--- Records Enclosed Below ---

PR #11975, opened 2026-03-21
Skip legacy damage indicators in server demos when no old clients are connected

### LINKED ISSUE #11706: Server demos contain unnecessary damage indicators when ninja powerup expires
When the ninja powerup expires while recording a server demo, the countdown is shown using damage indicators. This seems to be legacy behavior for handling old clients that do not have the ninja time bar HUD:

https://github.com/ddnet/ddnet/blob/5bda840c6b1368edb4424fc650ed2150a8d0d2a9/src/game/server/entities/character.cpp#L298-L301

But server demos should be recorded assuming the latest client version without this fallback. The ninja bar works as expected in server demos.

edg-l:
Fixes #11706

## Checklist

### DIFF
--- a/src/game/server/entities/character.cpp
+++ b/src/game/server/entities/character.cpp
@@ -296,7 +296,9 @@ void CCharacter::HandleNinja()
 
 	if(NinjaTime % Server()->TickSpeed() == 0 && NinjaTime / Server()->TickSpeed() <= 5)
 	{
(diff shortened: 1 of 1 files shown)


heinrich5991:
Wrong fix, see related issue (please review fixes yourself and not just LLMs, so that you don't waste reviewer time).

--- End of Enclosed Records ---
--- Records Enclosed Below ---

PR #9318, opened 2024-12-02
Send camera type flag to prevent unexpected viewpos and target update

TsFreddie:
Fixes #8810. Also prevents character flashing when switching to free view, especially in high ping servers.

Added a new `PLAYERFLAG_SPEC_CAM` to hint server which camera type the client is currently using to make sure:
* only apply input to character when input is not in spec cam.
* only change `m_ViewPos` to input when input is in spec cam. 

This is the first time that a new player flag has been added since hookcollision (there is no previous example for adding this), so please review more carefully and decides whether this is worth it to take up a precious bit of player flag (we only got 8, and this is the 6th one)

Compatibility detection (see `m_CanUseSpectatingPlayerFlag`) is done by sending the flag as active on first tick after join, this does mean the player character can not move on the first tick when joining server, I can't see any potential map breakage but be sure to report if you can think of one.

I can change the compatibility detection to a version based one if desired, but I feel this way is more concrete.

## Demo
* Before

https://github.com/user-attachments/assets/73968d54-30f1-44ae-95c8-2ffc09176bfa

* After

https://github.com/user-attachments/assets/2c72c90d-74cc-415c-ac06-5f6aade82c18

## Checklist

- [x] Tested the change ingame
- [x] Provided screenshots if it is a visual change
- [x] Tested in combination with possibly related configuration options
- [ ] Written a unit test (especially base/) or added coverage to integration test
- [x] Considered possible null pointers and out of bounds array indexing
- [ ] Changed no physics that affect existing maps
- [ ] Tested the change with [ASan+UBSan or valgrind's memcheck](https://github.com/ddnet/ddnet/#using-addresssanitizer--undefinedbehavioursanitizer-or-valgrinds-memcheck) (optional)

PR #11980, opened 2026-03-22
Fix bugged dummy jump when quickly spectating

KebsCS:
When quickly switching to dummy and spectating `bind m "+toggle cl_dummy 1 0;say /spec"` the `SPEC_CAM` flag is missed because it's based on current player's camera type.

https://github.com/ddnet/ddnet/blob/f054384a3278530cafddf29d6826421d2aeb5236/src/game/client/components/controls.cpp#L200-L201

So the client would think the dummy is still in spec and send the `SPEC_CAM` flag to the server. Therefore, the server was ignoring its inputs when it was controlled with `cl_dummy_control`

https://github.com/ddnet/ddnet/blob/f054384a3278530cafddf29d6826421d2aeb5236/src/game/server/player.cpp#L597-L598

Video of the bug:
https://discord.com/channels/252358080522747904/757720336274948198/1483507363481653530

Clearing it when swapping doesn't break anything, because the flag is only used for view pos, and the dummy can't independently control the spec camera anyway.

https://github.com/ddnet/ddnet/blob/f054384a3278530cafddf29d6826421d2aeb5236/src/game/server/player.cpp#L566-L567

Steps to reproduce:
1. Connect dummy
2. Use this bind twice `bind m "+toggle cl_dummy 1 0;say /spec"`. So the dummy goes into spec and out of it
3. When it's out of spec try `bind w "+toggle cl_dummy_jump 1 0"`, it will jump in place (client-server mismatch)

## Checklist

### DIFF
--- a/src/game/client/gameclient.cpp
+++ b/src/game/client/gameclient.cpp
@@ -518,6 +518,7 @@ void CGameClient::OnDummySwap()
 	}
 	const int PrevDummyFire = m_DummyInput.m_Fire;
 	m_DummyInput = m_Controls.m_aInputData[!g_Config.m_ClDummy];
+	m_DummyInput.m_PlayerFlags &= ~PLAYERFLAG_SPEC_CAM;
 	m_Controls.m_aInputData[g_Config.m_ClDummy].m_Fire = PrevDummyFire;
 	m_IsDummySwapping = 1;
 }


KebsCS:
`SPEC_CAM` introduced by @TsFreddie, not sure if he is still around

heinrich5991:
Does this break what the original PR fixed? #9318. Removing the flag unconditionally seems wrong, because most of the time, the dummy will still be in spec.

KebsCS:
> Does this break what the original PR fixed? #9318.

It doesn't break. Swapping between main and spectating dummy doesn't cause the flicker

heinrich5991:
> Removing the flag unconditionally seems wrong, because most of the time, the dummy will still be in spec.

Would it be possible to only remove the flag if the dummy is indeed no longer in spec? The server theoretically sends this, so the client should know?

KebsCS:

--- End of Enclosed Records ---

#### Task to complete:
Pick out each line in the material containing "toggle".

#### Answer box:
When quickly switching to dummy and spectating `bind m "+toggle cl_dummy 1 0;say /spec"` the `SPEC_CAM` flag is missed because it's based on current player's camera type.
2. Use this bind twice `bind m "+toggle cl_dummy 1 0;say /spec"`. So the dummy goes into spec and out of it
3. When it's out of spec try `bind w "+toggle cl_dummy_jump 1 0"`, it will jump in place (client-server mismatch)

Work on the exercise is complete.